Anche se la microscopia STED è stata una vera svolta per l'osservazione della morfologia dei neuroni dal vivo ad alta risoluzione, c'è ancora spazio per il miglioramento. In un recente studio pubblicato su Neurophotonics, un team di scienziati guidati dal Dr. U. Valentin Nägerl dell'Université de Bordeaux ha sviluppato un metodo di calibrazione semplice ma efficace che permette un imaging STED più preciso a profondità maggiori di tessuto. Il loro approccio si basa sull'analisi e la correzione di una delle principali fonti di errore sistematico nella microscopia STED per i campioni biologici: l'aberrazione sferica del fascio di deplezione.
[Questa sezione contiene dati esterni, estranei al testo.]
PR #2042, opened 2020-05-28
Use default member init when applicable

er-vin:
This also fixes a couple of warnings at places (out of order init for
instance) and a potential bug in the webflow credentials / qtkeychain
integration.

### DIFF
--- a/.clang-tidy
+++ b/.clang-tidy
@@ -6,6 +6,7 @@ Checks: '-*,
     modernize-shrink-to-fit,
     modernize-use-auto,
     modernize-use-bool-literals,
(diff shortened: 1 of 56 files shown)


sbeyer:
I wonder that you touch code under `3rdparty`. Is that intentional?

er-vin:
> I wonder that you touch code under `3rdparty`. Is that intentional?

Yes, because as far as I know there's no effort in updating this code. Seems like very old copies so I think we can almost consider them like non 3rdparty code at that point. I could be wrong of course but the ones not in submodule look like soft forks to me.

PR #2047, opened 2020-05-29
Do not declare local variables without an initial value.

camilasan:
Signed-off-by: Camila San <hello@camila.codes>

### DIFF
--- a/src/common/c_jhash.h
+++ b/src/common/c_jhash.h
@@ -39,7 +39,7 @@
  * have at least 1/4 probability of changing.
  * If _c_mix() is run forward, every bit of c will change between 1/3 and
  * 2/3 of the time.  (Well, 22/100 and 78/100 for some 2-bit deltas.)
- * _c_mix() was built out of 36 single-cycle latency instructions in a 
+ * _c_mix() was built out of 36 single-cycle latency instructions in a
  * structure that could supported 2x parallelism, like so:
  *     a -= b;
  *     a -= c; x = (c>>13);
@@ -125,7 +125,10 @@
  *            avalanche. About 36+6len instructions.
  */
 static inline uint32_t c_jhash(const uint8_t *k, uint32_t length, uint32_t initval) {
-   uint32_t a,b,c,len;
+   uint32_t a = 0;
+   uint32_t b = 0;
+   uint32_t c = 0;
+   uint32_t len = 0;
 
    /* Set up the internal state */
    len = length;
@@ -184,7 +187,10 @@ static inline uint32_t c_jhash(const uint8_t *k, uint32_t length, uint32_t initv
  *            achieves avalanche. About 41+5len instructions.
  */
 static inline uint64_t c_jhash64(const uint8_t *k, uint64_t length, uint64_t intval) {
-  uint64_t a,b,c,len;
+  uint64_t a = 0;
+  uint64_t b = 0;
+  uint64_t c = 0;
+  uint64_t len = 0;
 
   /* Set up the internal state */
   len = length;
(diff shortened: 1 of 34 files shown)


src/common/c_jhash.h
```diff
@@ -125,7 +125,7 @@
  *            avalanche. About 36+6len instructions.
  */
 static inline uint32_t c_jhash(const uint8_t *k, uint32_t length, uint32_t initval) {
-   uint32_t a,b,c,len;
+   uint32_t a = 0,b = 0,c = 0,len = 0;
```
er-vin, line 128: Not your fault since it was already here before your change but since we're here I'll use the opportunity to nitpick a bit. Could we at least have a space after each comma?

Or even better, I think it's best to separate the variable declarations, so what about:
```
uint32_t a = 0;
uint32_t b = 0;
uint32_t c = 0;
uint32_t len = 0;
```
I generally find that more readable.

src/common/c_jhash.h
```diff
@@ -184,7 +184,7 @@ static inline uint32_t c_jhash(const uint8_t *k, uint32_t length, uint32_t initv
  *            achieves avalanche. About 41+5len instructions.
  */
 static inline uint64_t c_jhash64(const uint8_t *k, uint64_t length, uint64_t intval) {
-  uint64_t a,b,c,len;
+  uint64_t a = 0,b = 0,c = 0,len = 0;
```
er-vin, line 187: ditto

test/csync/std_tests/check_std_c_jhash.c
```diff
@@ -75,14 +75,14 @@ static void check_c_jhash_trials(void **state)
...
-  uint32_t len;
+  uint32_t test = 0;
+  uint8_t buf[MAXLEN+20], *b = NULL;
+  uint32_t len = 0;
   uint8_t q[] = "This is the time for all good men to come to the aid of their country";
   uint8_t qq[] = "xThis is the time for all good men to come to the aid of their country";
   uint8_t qqq[] = "xxThis is the time for all good men to come to the aid of their country";
   uint8_t qqqq[] = "xxxThis is the time for all good men to come to the aid of their country";
-  uint32_t h,i,j,ref,x,y;
+  uint32_t h = 0,i = 0,j = 0,ref = 0,x = 0,y = 0;
```
er-vin, line 85: ditto

test/csync/std_tests/check_std_c_jhash.c
```diff
@@ -210,7 +210,7 @@ static void check_c_jhash64_alignment_problems(void **state)
   uint8_t oo[] = "xxxxxThis is the time for all good men to come to the aid of their country";
   uint8_t ooo[] = "xxxxxxThis is the time for all good men to come to the aid of their country";
   uint8_t oooo[] = "xxxxxxxThis is the time for all good men to come to the aid of their country";
-  uint64_t h,i,j,ref,t,x,y;
+  uint64_t h = 0,i = 0,j = 0,ref = 0,t = 0,x = 0,y = 0;
```
er-vin, line 213: ditto

camilasan:
I have fixed the space between comma by adding new lines where you pointed out and in a few other places with the same issue @er-vin.

src/libsync/clientsideencryption.cpp
```diff
@@ -235,7 +235,7 @@ namespace {
         return res;
     }
 
-    QByteArray handleErrors(void)
+    QByteArray handleErrors()
```
er-vin, line 238: Looks like clang-tidy still missed some of those in my previous runs. ;-)

PR #4940, opened 2022-09-14
Ensure that the file being processed has had its etag properly sanitised, log etag more

claucambra:
Might address https://github.com/nextcloud/server/issues/33785

@tobiasKaminsky 

### DIFF
--- a/src/libsync/discovery.cpp
+++ b/src/libsync/discovery.cpp
@@ -181,6 +181,13 @@ void ProcessDirectoryJob::process()
             processBlacklisted(path, e.localEntry, e.dbEntry);
             continue;
         }
+
+        // HACK: Sometimes the serverEntry.etag does not correctly have its quotation marks amputated in the string.
+        // We are once again making sure they are chopped off here, but we should really find the root cause for why
+        // exactly they are not being lobbed off at any of the prior points of processing.
+
+        e.serverEntry.etag = Utility::normalizeEtag(e.serverEntry.etag);
+
         processFile(std::move(path), e.localEntry, e.serverEntry, e.dbEntry);
     }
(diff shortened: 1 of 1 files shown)


src/libsync/discovery.cpp
```diff
@@ -536,6 +543,11 @@ void ProcessDirectoryJob::processFileAnalyzeRemoteInfo(
                 item->_instruction = CSYNC_INSTRUCTION_NEW;
             } else {
                 item->_instruction = CSYNC_INSTRUCTION_SYNC;
+                qCInfo(lcDisco) << "CSYNC_INSTRUCTION_SYNC: File" << item->_file << "if (dbEntry._etag != serverEntry.etag)"
```
mgallien, line 546: maybe better use `qCDebug`

tobiasKaminsky:
Thanks, I am testing it right now

src/libsync/discovery.cpp
claucambra: Okay, changed all to qCDebug

tobiasKaminsky:
This seems to be way better, but now "only" root one folder's etag keeps changing.
I can see also via web ui that modification date is always "a few seconds ago", while files/folders inside this folder have "13 days ago".
Files/folders next to the problematic folder, which are also synced, do not have a flipping eTag…

tobiasKaminsky:
Hm. This seems to be unrelated to client, as it happens also in this case:
- note down etag: 123
- stop client
- refresh parent folder (where problematic folder is in) -> no change
- open folder via web
- see changing eTag

--> so it is enough to enter this folder to have a flipping etag

mgallien (approved):

PR #4949, opened 2022-09-16
validate certificate for E2EE against private key

mgallien:

### DIFF
--- a/src/libsync/clientsideencryption.cpp
+++ b/src/libsync/clientsideencryption.cpp
@@ -1190,11 +1190,6 @@ void ClientSideEncryption::generateCSR(const AccountPtr &account, PKey keyPair)
             _certificate = QSslCertificate(cert.toLocal8Bit(), QSsl::Pem);
             _publicKey = _certificate.publicKey();
 
-            const auto publicKeyString = cert.toLocal8Bit();
-            Bio serverPublicKeyBio;
-            BIO_write(serverPublicKeyBio, publicKeyString.constData(), publicKeyString.size());
-            const auto serverPublicKey = PKey::readPrivateKey(serverPublicKeyBio);
-
             Bio certificateBio;
             const auto certificatePem = _certificate.toPem();
             BIO_write(certificateBio, certificatePem.constData(), certificatePem.size());
--- a/src/libsync/clientsideencryption.cpp
+++ b/src/libsync/clientsideencryption.cpp
@@ -1193,7 +1193,7 @@ void ClientSideEncryption::sendSignRequestCSR(const AccountPtr &account, PKey ke
     auto job = new SignPublicKeyApiJob(account, e2eeBaseUrl() + "public-key", this);
     job->setCsr(csrContent);
 
-    connect(job, &SignPublicKeyApiJob::jsonReceived, [this, account, keyPair = std::move(keyPair)](const QJsonDocument& json, int retCode) {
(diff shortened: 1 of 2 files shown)


src/libsync/clientsideencryption.cpp
```diff
@@ -1184,11 +1184,38 @@ void ClientSideEncryption::generateCSR(const AccountPtr &account, EVP_PKEY *keyP
...
     job->setCsr(output);
 
-    connect(job, &SignPublicKeyApiJob::jsonReceived, [this, account](const QJsonDocument& json, int retCode) {
+    connect(job, &SignPublicKeyApiJob::jsonReceived, [this, account, keyPair = std::move(keyPair)](const QJsonDocument& json, int retCode) {
         if (retCode == 200) {
             QString cert = json.object().value("ocs").toObject().value("data").toObject().value("public-key").toString();
             _certificate = QSslCertificate(cert.toLocal8Bit(), QSsl::Pem);
             _publicKey = _certificate.publicKey();
+
+            const auto publicKeyString = cert.toLocal8Bit();
```
allexzander, line 1193: @mgallien Why do we need these 4 lines? Results are not used anywhere.

mgallien: good catch
will remove them as indeed they are not useful

src/libsync/clientsideencryption.h
```diff
@@ -113,15 +113,21 @@ class OWNCLOUDSYNC_EXPORT StreamingDecryptor
 };
 }
 
+namespace {
+}
```
claucambra, line 117: Do we need this?

mgallien: obviously not
thanks for catching it

src/libsync/clientsideencryption.cpp
```diff
@@ -1181,14 +1185,32 @@ void ClientSideEncryption::generateCSR(const AccountPtr &account, EVP_PKEY *keyP
...
         if (retCode == 200) {
-            QString cert = json.object().value("ocs").toObject().value("data").toObject().value("public-key").toString();
+            const auto cert = json.object().value("ocs").toObject().value("data").toObject().value("public-key").toString();
             _certificate = QSslCertificate(cert.toLocal8Bit(), QSsl::Pem);
             _publicKey = _certificate.publicKey();
+            Bio certificateBio;
+            const auto certificatePem = _certificate.toPem();
+            BIO_write(certificateBio, certificatePem.constData(), certificatePem.size());
+            const auto x509Certificate = X509Certificate::readCertificate(certificateBio);
+            if (const auto certificateCheckResult = X509_check_private_key(x509Certificate, keyPair) ; !certificateCheckResult) {
```
allexzander, line 1205: @mgallien I am not sure I follow what's happening in this if. Is `certificateCheckResult` needed?

src/libsync/clientsideencryption.cpp
```diff
@@ -1181,14 +1185,32 @@ void ClientSideEncryption::generateCSR(const AccountPtr &account, EVP_PKEY *keyP
...
+                auto lastError = 1UL;
+                while ((lastError= ERR_get_error())) {
```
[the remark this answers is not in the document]
mgallien: the extra parentheses are needed to avoid compiler complaining that I am doing an assignment directly in the condition
but I still changed the code to be without such a tricky part

Issue #4950, opened 2022-09-16
[Bug]: MacOS Virtual File with french character issue


xavi-b:
### ⚠️ Before submitting, please verify the following: ⚠️

- [X] This is a **bug**, not a question or a configuration issue.
- [X] This issue is **not** already reported on Github (I've searched it).
- [X] Nextcloud Server and Desktop Client are **up to date**. See [Server Maintenance and Release Schedule](https://github.com/nextcloud/server/wiki/Maintenance-and-Release-Schedule) and [Desktop Releases](https://nextcloud.com/install/#install-clients) for supported versions.
- [X] I agree to follow Nextcloud's [Code of Conduct](https://nextcloud.com/contribute/code-of-conduct/)

### Bug description

When you try to open a file called vidéo.txt.nextcloud (since it is not in local) in a Nextcloud sync folder, it does nothing and the logs say : "Did not find file in db"

### Steps to reproduce

1. Double click on the file
2. It does not download locally and does not open

### Expected behavior

When double-clicking on the file it should download and open

### Which files are affected by this bug

folder.cpp syncjournaldb.cpp

### Operating system

Mac OS

### Which version of the operating system you are running.

12.6

### Package

Compiled it myself

### Nextcloud Server version

24.0.3

### Nextcloud Desktop Client version

3.6.0

### Is this bug present after an update or on a fresh install?

Fresh desktop client install

### Are you using the Nextcloud Server Encryption module?

Encryption is Disabled

### Are you using an external user-backend?

- [ ] Default internal user-backend
- [ ] LDAP/ Active Directory
- [ ] SSO - SAML
- [ ] Other

JackGlobetrotter:
Hello, 
i am having the same issu, i think i have traced it down a little more. 

Whenever i try to open a file with some special character (like è), the log show the folowing error
```
 info nextcloud.gui.folder /var/folders/yr/***/T/macos-11939/src/gui/folder.cpp:612 ]:	Implicitly hydrate virtual file: "***thèse.pdf.nextcloud"
***
[ info nextcloud.gui.folder /var/folders/yr/***/T/macos-11939/src/gui/folder.cpp:618 ]:	Did not find file in db
```

I tried searching the file myself in the db (OC_FILECACHE) while copy-pasting the name -> it did not yield any result
I tried searching for the file name writing it myself -> found it

[...]

PR #4957, opened 2022-09-19
Fix MacOS UTF-8 normalization issue

xavi-b:
Fix https://github.com/nextcloud/desktop/issues/4950


claucambra (approved):
Thanks for the contribution!

This looks fine to me though why not implement this for all systems as a precautionary measure?

Would like to get your feedback before merging @mgallien @allexzander @camilasan

mgallien:
@xavi-b thanks for your contribution

why do even need to use such a `phash` column with possibilities for troubles when we can just use the `path` column ?
I would rather remove the use for the `phash` column rather than trying to make it more robust just in case we can identify some of the problems of using it

claucambra (approved):
@mgallien Say we merge this for now, and get ride of hash down the road?

PR #4962, opened 2022-09-20
Fix files not unlocking after lock time expired

### LINKED ISSUE #4956: [Bug]: Desktop Client doesn't unlock file

### Bug description

A file which was locked by the server (e.g. a office document opened with Nextcloud Office) doesn't get unlocked again correctly

### Steps to reproduce

1. Create a office document on the client and sync it to the Nextcloud server
2. Open the document on the Nextcloud server with Nextcloud Office
3. The document gets locked in the client:

grafik

4. Cline Nextcloud Office on the server
5. The Server state changes correctly:

grafik

6. But on the client the file stays locked and the righ-click menu only states "Locked by Nextcloud Office, Expire in X minutes"

### Expected behavior

I would expect that a file gets directly (latest after the next sync run / etag check) unlocked if it is no longer locked on the server

-

### Operating system

Linux

Fedora 35

### Package

Distro package manager

### Nextcloud Server version

24

3.5.4

Fresh desktop client install

Encryption is Disabled

- [ ] LDAP/ Active Directory
- [ ] SSO - SAML
- [ ] Other

### Nextcloud Server logs

_No response_

### Additional info

_No response_

claucambra:
We have a bug where files are not unlocked after the lock timer expires. This is because there is no indication to the sync engine that a local lock state different to the server lock state needs to be acted on; on top of that, the call to update a file's metadata does not update the lock state of a file.

This PR fixes both of these issues by setting the instruction of an item with a local lock state different to the server to `CSYNC_INSTRUCTION_UPDATE_METADATA`, and also ensures that lock state is updated in the database in the call to `updateLocalMetadata`. It also starts a remote check when the file lock expires.

EDIT: This PR now also schedules sync runs for files that need one to check lock status after the lock times out. Sync runs are minimised by grouping files into buckets of files that need sync runs within 60 seconds of each other, with sync occurring at the latest time possible (i.e. the file in that bucket with the latest sync run request time). Scheduled sync runs are also unscheduled if the file becomes unlocked by the user.

Closes #4956

### DIFF
--- a/src/common/syncjournaldb.cpp
+++ b/src/common/syncjournaldb.cpp
@@ -1351,7 +1351,7 @@ bool SyncJournalDb::updateFileRecordChecksum(const QString &filename,
 }
 
 bool SyncJournalDb::updateLocalMetadata(const QString &filename,
-    qint64 modtime, qint64 size, quint64 inode)
+    qint64 modtime, qint64 size, quint64 inode, const SyncJournalFileLockInfo &lockInfo)
 
 {
     QMutexLocker locker(&_mutex);
@@ -1365,7 +1365,9 @@ bool SyncJournalDb::updateLocalMetadata(const QString &filename,
     }
 
     const auto query = _queryManager.get(PreparedSqlQueryManager::SetFileRecordLocalMetadataQuery, QByteArrayLiteral("UPDATE metadata"
-                                                                                                                     " SET inode=?2, modtime=?3, filesize=?4"
+                                                                                                                     " SET inode=?2, modtime=?3, filesize=?4, lock=?5, lockType=?6,"
+                                                                                                                     " lockOwnerDisplayName=?7, lockOwnerId=?8, lockOwnerEditor = ?9,"
+                                                                                                                     " lockTime=?10, lockTimeout=?11"
                                                                                                                      " WHERE phash == ?1;"),
         _db);
     if (!query) {
@@ -1376,6 +1378,13 @@ bool SyncJournalDb::updateLocalMetadata(const QString &filename,
     query->bindValue(2, inode);
     query->bindValue(3, modtime);
     query->bindValue(4, size);
+    query->bindValue(5, lockInfo._locked ? 1 : 0);
+    query->bindValue(6, lockInfo._lockOwnerDisplayName);
+    query->bindValue(7, lockInfo._lockOwnerId);
+    query->bindValue(8, lockInfo._lockOwnerType);
+    query->bindValue(9, lockInfo._lockEditorApp);
+    query->bindValue(10, lockInfo._lockTime);
+    query->bindValue(11, lockInfo._lockTimeout);
     return query->exec();
 }
 
--- a/src/common/syncjournaldb.cpp
+++ b/src/common/syncjournaldb.cpp
@@ -1379,9 +1379,9 @@ bool SyncJournalDb::updateLocalMetadata(const QString &filename,
     query->bindValue(3, modtime);
     query->bindValue(4, size);
     query->bindValue(5, lockInfo._locked ? 1 : 0);
-    query->bindValue(6, lockInfo._lockOwnerDisplayName);
-    query->bindValue(7, lockInfo._lockOwnerId);
-    query->bindValue(8, lockInfo._lockOwnerType);
+    query->bindValue(6, lockInfo._lockOwnerType);
+    query->bindValue(7, lockInfo._lockOwnerDisplayName);
+    query->bindValue(8, lockInfo._lockOwnerId);
     query->bindValue(9, lockInfo._lockEditorApp);
     query->bindValue(10, lockInfo._lockTime);
     query->bindValue(11, lockInfo._lockTimeout);
--- a/src/libsync/discovery.cpp
+++ b/src/libsync/discovery.cpp
@@ -394,6 +394,17 @@ void ProcessDirectoryJob::processFile(PathTuple path,
     if (item->_type == ItemTypeVirtualFileDehydration)
         item->_type = ItemTypeFile;
 
+    // We want to check the lock state of this file after the lock time has expired
+    if(serverEntry.locked == SyncFileItem::LockStatus::LockedItem) {
+        const auto lockExpirationTime = serverEntry.lockTime + serverEntry.lockTimeout;
+        const auto timeRemaining = QDateTime::currentDateTime().secsTo(QDateTime::fromSecsSinceEpoch(lockExpirationTime));
+        const auto timerInterval = qMax(5LL, timeRemaining);
+
+        qCInfo(lcDisco) << "Will re-check lock status for:" << path._original << "in:" << timerInterval << "seconds.";
+        _discoveryData->_anotherSyncNeeded = true;
+        _discoveryData->_scheduleSyncInSecs = timerInterval;
+    }
+
     // VFS suffixed files on the server are ignored
     if (isVfsWithSuffix()) {
         if (hasVirtualFileSuffix(serverEntry.name)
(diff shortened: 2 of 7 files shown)


src/libsync/discovery.cpp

Quando l'imaging di un campione di tessuto a profondità superiori a 40 μm, il fascio di deplezione subisce vari tipi di defocalizzazione e degradazione (aberrazione) e perde la sua forma accuratamente realizzato, che è essenziale per il metodo STED. L'aberrazione sferica è il più grande colpevole ed è stato il bersaglio dei ricercatori. La loro strategia è stata quella di preparare prima un campione di tessuto cerebrale fantasma, una procura a base di gel con un indice di rifrazione simile a quello del cervello reale. Questo campione fantasma conteneva fluorofori omogeneamente dispersi e nanoparticelle d'oro, che hanno permesso al team di visualizzare chiaramente e quantificare come la forma del fascio di deplezione si distorceva man mano che penetrava più in profondità. Poi, hanno calcolato le necessarie pre-regolazioni che dovrebbero essere fatte al fascio di deplezione in base alla profondità del tessuto in modo che la sua forma finale corrisponda più da vicino a quella ideale. Le regolazioni sono state fatte usando l'ottica adattiva, che è una tecnologia originariamente sviluppata dagli astronomi per migliorare le immagini telescopiche che soffrono di aberrazioni causate dall'atmosfera terrestre.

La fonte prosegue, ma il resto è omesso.